In Brief
The Sunland Hospital site in Orlando, Florida is a children's playground now. The hospital that stood there closed after years of documented abuse. The man who fell down its elevator shaft survived, and said a little girl was at the bottom with him.
The Full Story
Where the Sunland Hospital once stood in the Pine Hills neighborhood of Orlando, Florida, there is now a public playground. It closes at sundown, and the people who go there before it does say the swings move on their own — empty swings, swaying as if children are riding them.
The hospital came down in 1999, and the reason it came down is the worst part of the story.
The site started clean enough. It opened as the Florida State Tuberculosis Sanitarium, one of those long buildings with big windows that opened wide, because fresh air was how they treated tuberculosis then. When antibiotics made the place obsolete, the state turned it into a Sunland Training Center for profoundly disabled adults and children. By the 1970s an investigation had documented what was happening inside: patients bitten by rodents, beaten, left in unsafe conditions.
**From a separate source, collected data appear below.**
PR #31, opened 2014-12-10
Allow to run Harbour RPM validation script from Qt Creator

martyone:
[...] Attention: To try this change SDK virtual machine must be unset and
re-set in qtc options. Also existing project configuration is not
touched, so projects must be reconfigured. [...]

### DIFF
--- a/src/plugins/mer/mer.pro
+++ b/src/plugins/mer/mer.pro
@@ -12,6 +12,7 @@ RESOURCES += \
     mer.qrc
 
 FORMS += \
+    mergeneraloptionswidget.ui \
     meroptionswidget.ui \
     mersdkdetailswidget.ui \
     mersdkselectiondialog.ui \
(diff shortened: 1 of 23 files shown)


tkoskinen:
The pull request works as advertised. The _Preferences/Mer_ section gains a new _General_ tab where _Enable RPM validation step initially_ is the only option.

The _Enable RPM validation step initially_ option works as expected, i.e., if checked, newly created projects have the _RPM Validation_ deployment step enabled. If the option is unchecked when a new project is created, the validation step is present in the configuration but is disabled by default.

Also, the implementation looks good to me, aside from a few "this is hack" comments.

Tested on OS X 10.10.3, built against Qt 5.4.1.

rpm-validation-screenshot-1-20150505

rpm-validation-screenshot-2-20150505


__Notes__
* Even though the build scripts use Qt 5.2.1 by default, the pull request was built against Qt 5.4.1 because the lowest version that builds without errors on OS X 10.10 is Qt 5.4.0.
* I was unable to *actually run the RPM validation step*, as I have no device to run it on. The comments here are based on reviewing the code and testing all included functionality except deploying to a device.

jlehtoranta:
Ok, lgtm too.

More than 400 of them were fed through gastric tubes — a "cereal-like gruel three times a day." A 1978 federal lawsuit forced every Sunland in the state to close by 1983.
Then the building sat empty. In 1997, a 23-year-old named Keith Murdock went inside with friends to play hide-and-seek in the dark, and fell three stories down an open elevator shaft. Rescuers took roughly two hours to find him at the bottom, his skull fractured. The legend says he died. He didn't — he survived a long coma. And the story goes that he said something about the time he spent down there. A little girl had been with him, he said, at the bottom of the shaft.
His fall is what got the building torn down. The state demolished it and paved the footprint into a place for children.
Many of the children who died at Sunland were buried together across town, in one section of Greenwood Cemetery — at least 88 of them. The ones who come to the playground say they hear a man and children, footsteps with no source, and see a small figure standing near the swings that won't stop moving.